We carried out a single-center, retrospective study in a small, genetically confirmed AFD cohort, which was divided into a subgroup with LVH (LVH+, n = 19), and without LVH (LVH-, n = 21). Comparison groups were healthy controls (n = 40) and NHCM patients (n = 19). Vector Velocity Imaging was applied to two-dimensional echocardiography studies for assessment of longitudinal strain (LS), circumferential strain (CS), and base-to-apex CS gradients. AFD LVH+ patients had lower global LS than AFD LVH- patients (-14 ± 4% vs -17 ± 3%, P < 0.05), but similarly lowered global CS (-24 ± 5% vs -22 ± 5%, P = ns). AFD LVH+ and NHCM had similarly lowered global LS compared to normals, but significantly lower global CS was observed in AFD LVH+ (-24 ± 5% vs -28 ± 4%, P < 0.05), whereas it was significantly increased in NHCM (-31 ± 2% vs -28 ± 4%, P < 0.05). Unlike NHCM, in both AFD subgroups, patients lost their normal base-to-apex CS gradient.

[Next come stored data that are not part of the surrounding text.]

Issue #178, opened 2018-08-03
Indels aren't calculated correctly


MichaelRade:
Hi,
Indels aren't calculated correctly because `sub_seq_i` and `sub_seq_j` are identical.

deblurring.py
160 `sub_seq_i = seq_i.np_sequence[:length]`
161 `sub_seq_j = seq_i.np_sequence[:length]`

amnona:
Hi,
thanks for the feeback.
I didn't fully understand what you mean regarding the indel calculation problem.
can you please elaborate what exactly you think the problem is?
can you give an example where you think the indel calculation isn't correct (starting from the non-aligned sequences)?

thanks
Amnon

MichaelRade:
Hi,
for example:
`seq_i.sequence = ---GGAGGGT-----`
`seq_j.sequence = ---AGG-GCGG----`
`seq_i.np_sequence = [4 4 4 2 2 0 2 2 2 3 4 4 4 4 4]`
`seq_j.np_sequence = [4 4 4 0 2 2 4 2 1 2 2 4 4 4 4]`

In line 160/161 you say this:
`sub_seq_i = seq_i.np_sequence[:length]`
`sub_seq_j = seq_i.np_sequence[:length]`
 "sub_seq_i" and "sub_seq_j" assigned the same sequence. So "sub_seq_i == sub_seq_j"
Therefore:
`sub_seq_i  = [4 4 4 2 2 0 2 2 2 3 4 4 4 4 4]`
`sub_seq_j =  [4 4 4 2 2 0 2 2 2 3 4 4 4 4 4]`

in line 163 you say
`mask = (sub_seq_i != sub_seq_j)`
Because "sub_seq_i " and "sub_seq_j " are always equal all element in "mask" have the boolean false.

Consequently in line 165 "mut_is_indel " will be always an empty list
`mut_is_indel = np.logical_or(sub_seq_i[mask] == 4, sub_seq_j[mask] == 4)`

If you replace in line 161 **sub_seq_j = seq_i.np_sequence[:length]** with **sub_seq_j = seq_j.np_sequence[:length]** i think it will be work.

MichaelRade:
Hi,
thanks. II'm going to check this out. Regarding your question: I've decided to read the scripts if I want to use it for my analyses. Let's see how long I can keep that up :)

wasade:
Thank you @MichaelRade for reporting, and for a detailed example of the bug. I'm reopening the issue until a fix is in place.

[...]

PR #179, opened 2018-08-09
fix seq_i, seq_j type

amnona:
Fix the sub_seq_j = seq_i.np_sequence[:length] typo bug to seq_j.

Also, fix the excessive '-' at end of alignment being counted as mismatch when handling the indel.

Also fix the unit test, and validate the indel removal using the indel error rate and not the general mismatch error rate (by adding an indel containing sequence that should not be removed under the indel error rate, but will be removed with the mismatch error rate).

### DIFF
--- a/ChangeLog.md
+++ b/ChangeLog.md
@@ -1,5 +1,10 @@
 # deblur changelog
 
+## Version 1.0.5-dev
+
+### Bug fixes
+* Fixed problem causing deblur to ignore the indel error uper bound and use the mismatch error upper bound instead. This caused deblur to use default error rate of 0.06/0.02 instead of 0.01 which is the default for indel.
+
 ## Version 1.0.4-dev
 
 ### Bug fixes
--- a/ChangeLog.md
+++ b/ChangeLog.md
@@ -5,9 +5,6 @@
 ### Bug fixes
 * Fixed problem causing deblur to ignore the indel error uper bound and use the mismatch error upper bound instead. This caused deblur to use the mismatch depenent default error rate instead of the default indel error rate (which is constant for up to 3 indels). Also increased the default indel error rate to 0.02. See [issue #178](https://github.com/biocore/deblur/issues/178) for more details.
 
-## Version 1.0.4-dev
-
-### Bug fixes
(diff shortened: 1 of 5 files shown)


ChangeLog.md
```diff
@@ -1,5 +1,10 @@
 # deblur changelog
 
+## Version 1.0.5-dev
+
+### Bug fixes
+* Fixed problem causing deblur to ignore the indel error uper bound and use the mismatch error upper bound instead. This caused deblur to use default error rate of 0.06/0.02 instead of 0.01 which is the default for indel.
```
wasade: uper -> upper

Would it be possible to include a hyperlink to the issue? e.g., "See [issue #178](https://github.com/biocore/deblur/issues/178) for more detail"

ChangeLog.md
```diff
@@ -1,5 +1,10 @@
 # deblur changelog
 
+## Version 1.0.5-dev
```
wasade: I don't understand why the version number has been incremented, this should still fall under 1.0.4-dev right?

amnona:
Fixed comments
also, changed the default indel upper bound to 0.02 (instead of 0.01). This should make results more compatible with the previous version (since it used the mismatch bound which is 0.02 for 2 mismatches, which is what we get if the indel is not recognized).

ChangeLog.md
```diff
@@ -3,6 +3,8 @@
 ## Version 1.0.4-dev
 
 ### Bug fixes
+* Fixed problem causing deblur to ignore the indel error uper bound and use the mismatch error upper bound instead. This caused deblur to use the mismatch depenent default error rate instead of the default indel error rate (which is constant for up to 3 indels). Also increased the default indel error rate to 0.02. See [issue #178](https://github.com/biocore/deblur/issues/178) for more details.
```
wasade: Is there empirical data to support the change?

amnona:
Since all deblur testing and usage was done with the bug, updating the
indel probability to 0.02 makes the results more compatible.
Also, 0.02 is a more conservative upper bound.

antgonza:
after discussing with @wasade we are gonna merge and then fix in another pr ...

AFD patients without LVH already show abnormal systolic myocardial mechanics. Relevant differences in myocardial mechanics between AFD patients with LVH compared to NHCM reflect the different underlying mechanisms of disease.

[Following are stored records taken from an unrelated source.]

PR #184, opened 2018-09-10
fix #179 + changing versions for release

antgonza:


.travis.yml
```diff
@@ -1,6 +1,7 @@
 language: python
 env:
   - PYTHON_VERSION=3.5
+  - PYTHON_VERSION=2.7
```
mortonjt: Just to clarify, this is intentional? We are supporting py2?

wasade:
:+1: pending tests

.travis.yml
antgonza: Well, I always thought we were but seems like due to skbio we are not ... I'm gonna delete from this PR ...

PR #197, opened 2019-06-19
[BUG] Bug fix in parameter name of remove-chimeras-denovo

TaskeHAMANO:
Although the second argument of remove-chimeras-denovo is an output directory name, it was expressed as an output file name. Fixed this.


wasade:
Thank you, @TaskeHAMANO, for these PRs! It looks like our travis configuration has grown slightly stale. If you have a second, would you be able to try removing "--process-dependency-links" from the `.travis.yml` file and see if that unsticks the build?

PR #210, opened 2022-05-31
finish mv to github actions

antgonza:
Moving code to github actions and settling on Python 3.6.


charles-cowart (changes requested):
I believe these are correct. However, it is not passing CI. Will approve once it passes.

charles-cowart (approved):
Everything looks good.

PR #219, opened 2023-08-07
MAINT: replace deprecated `.warn()` method

valentynbez:
The logging.Logger.warn() method was deprecated in Python 3.3 by issue https://github.com/python/cpython/issues/57444 and commit https://github.com/python/cpython/commit/04d5bc00a219860c69ea17eaa633d3ab9917409f. This method is not documented and emits a DeprecationWarning since Python 3.3.


wasade:
Thanks, @valentynbez! Is there any chance the lint issues could be addressed in this PR? I realize they're unrelated but I suspect are fast to do.

wasade:
Thank you!!

PR #975, opened 2020-04-20
Display failed hook in React

bastienmalatier:
#411  Summary

If we have a failed hook in react, we don't see it in the current html report. With this modifications, we want them to appear in it.

## Types of changes

## Checklist:


query/javascript/src/Query.ts
```diff
@@ -157,4 +167,51 @@ export default class Query {
     | undefined {
     return this.stepMatchArgumentsListsByPickleStepId.get(pickleStepId)
   }
+
+  public getBeforeHookSteps(
+    pickleId: string
+  ): ReadonlyArray<messages.TestCase.ITestStep> {
+    const testCase = this.testCaseByPickleId.get(pickleId)
+
+    // const hookSteps = testCase.testSteps.filter((step) => step.hookId)
```
aslakhellesoy, line 176: Remove commented-out code

query/javascript/src/Query.ts
```diff
@@ -157,4 +167,51 @@ export default class Query {
...
+    const hookSteps: messages.TestCase.ITestStep[] = []
+    let pickleStepFound = false
```
aslakhellesoy, line 178: Why is this declared outside the loop?

query/javascript/src/Query.ts
```diff
@@ -157,4 +167,51 @@ export default class Query {
...
+
+    for (const step of testCase.testSteps) {
```
aslakhellesoy, line 180: Can you use `Array#filter` to build `hookSteps` instead?

query/javascript/src/Query.ts
```diff
@@ -157,4 +167,51 @@ export default class Query {
...
+      }
+      if (step.hookId && !pickleStepFound) {
+        hookSteps.push(step)
+      }
+    }
+
+    return hookSteps
+  }
+
+  public getAfterHookSteps(
```
aslakhellesoy, line 192: Can you extract the duplicated code between `getAfterHookSteps` and `getBeforeHookSteps` to a separate function?

query/javascript/src/Query.ts
```diff
@@ -157,4 +167,51 @@ export default class Query {
...
+      if (step.hookId && pickleStepFound) {
+        hookSteps.push(step)
+      }
+    }
+
+    return hookSteps
+  }
+
+  public getTestStepResults(testStepId: string): messages.ITestStepResult[] {
+    const testStepResults = this.testStepResultsbyTestStepId.get(testStepId)
```
aslakhellesoy, line 213: Intermediate variable not needed - just return the result

vincent-psarga:
@aslakhellesoy we were discussing with Bastien and one question came: should we always display the Hook Step if there's an attachment or only when it failed ?
My guess is that we should always display attachments.

PR #976, opened 2020-04-20
Add new Meta message

aslakhellesoy:
## Summary

A new Meta message with meta information

## Details

The first message of a message stream should be a `Meta` message. 

There is also meta information about cucumber implementation, operating system, language runtime etc.

## Motivation and Context

The `protocol_version` field will allow the consumer to determine whether or not the following messages can be processed.

The other meta `Product` fields can be used for diagnostic and statistical purposes, to understand more about the platform on which Cucumber was run.

We need to update `fake-cucumber` to emit this message before merging this.


aslakhellesoy:
Related PRs in Cucumber-Ruby and Cucumber-JVM:

* https://github.com/cucumber/cucumber-ruby/pull/1409
* https://github.com/cucumber/cucumber-jvm/pull/1952

Related issue in Cucumber.js:

* https://github.com/cucumber/cucumber-js/issues/1310

PR #977, opened 2020-04-21
Update messages in json to messages

vincent-psarga:
The `package.json` file was not pointing to the mono-repo version but to 10.0.

Thi fixes it and also do the upgrade to v12


aslakhellesoy:
Good catch! The latest messages version is now 12.1.1

Issue #982, opened 2020-04-29
json-to-messages does not produce the `source` messages


vincent-psarga:
## Summary

When running `json-to-messages`, the `source` messages are not produced. They should be so the output is closer than what we have with any other `cucumber` implementation.

## Expected Behavior

One `source` message should be produced for each `.feature` file used to generate the JSON report.

## Current Behavior

No `source` message at all.

PR #984, opened 2020-04-29
json-to-messages - emit missing messages

vincent-psarga:
Emit the missing messages:
 - [x] `Meta` message to specify the version of the tool/messages
 - [x] `Source` message for each `GherkinDocument` (the feature is not reproduced yet) see #982


vincent-psarga:
Note about the emitted `Meta` message. I've excluded all information about the underlying OS/CPU etc, as the seems not really relevant there (what is more interesting is the environment where tests have been executed which we don't have here).

PR #989, opened 2020-05-02
translate `rule` keyword to Russian

githubeing:
I'm a newbie in Cucumber, not sure if the `rule` keyword is also to be translated to other languages like other keywords are (I've looked at `blame` history of current file and noticed that this keyword was introduced a couple of years ago and for some reason hasn't been translated since then), but if it is - the translation of English noun `rule` to russian is `правило`

## Types of changes

## Checklist:


githubeing:
https://github.com/cucumber/docs.cucumber.io/pull/463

安德森 - 法布里病(AFD)是一种溶酶体贮积病,可累及心脏,酷似肥厚型心肌病(HCM)。AFD的潜在疾病机制是一种浸润性、弥漫性过程,而HCM是一种原发性心肌疾病,呈斑片状分布,这可能导致心肌力学存在差异。本研究的目的是根据左心室肥厚(LVH)的存在情况,评估AFD患者与非梗阻性HCM(NHCM)及健康对照者相比的心肌力学。
我们在一个经基因确诊的小型AFD队列中进行了一项单中心回顾性研究,该队列分为有LVH的亚组(LVH +,n = 19)和无LVH的亚组(LVH -,n = 21)。比较组为健康对照者(n = 40)和NHCM患者(n = 19)。将向量速度成像应用于二维超声心动图研究,以评估纵向应变(LS)、圆周应变(CS)以及心底至心尖的CS梯度。AFD LVH +患者的整体LS低于AFD LVH -患者(-14±4%对-17±3%,P < 0.05),但整体CS同样降低(-24±5%对-22±5%,P =无统计学意义)。与正常对照相比,AFD LVH +和NHCM的整体LS同样降低,但AFD LVH +患者的整体CS显著降低(-24±5%对-28±4%,P < 0.05),而NHCM患者的整体CS显著增加(-31±2%对-28±4%,P < 0.05)。与NHCM不同,在AFD的两个亚组中,患者均失去了正常的心底至心尖CS梯度。
无LVH的AFD患者已表现出收缩期心肌力学异常。与NHCM相比,有LVH的AFD患者心肌力学的相关差异反映了不同的潜在疾病机制。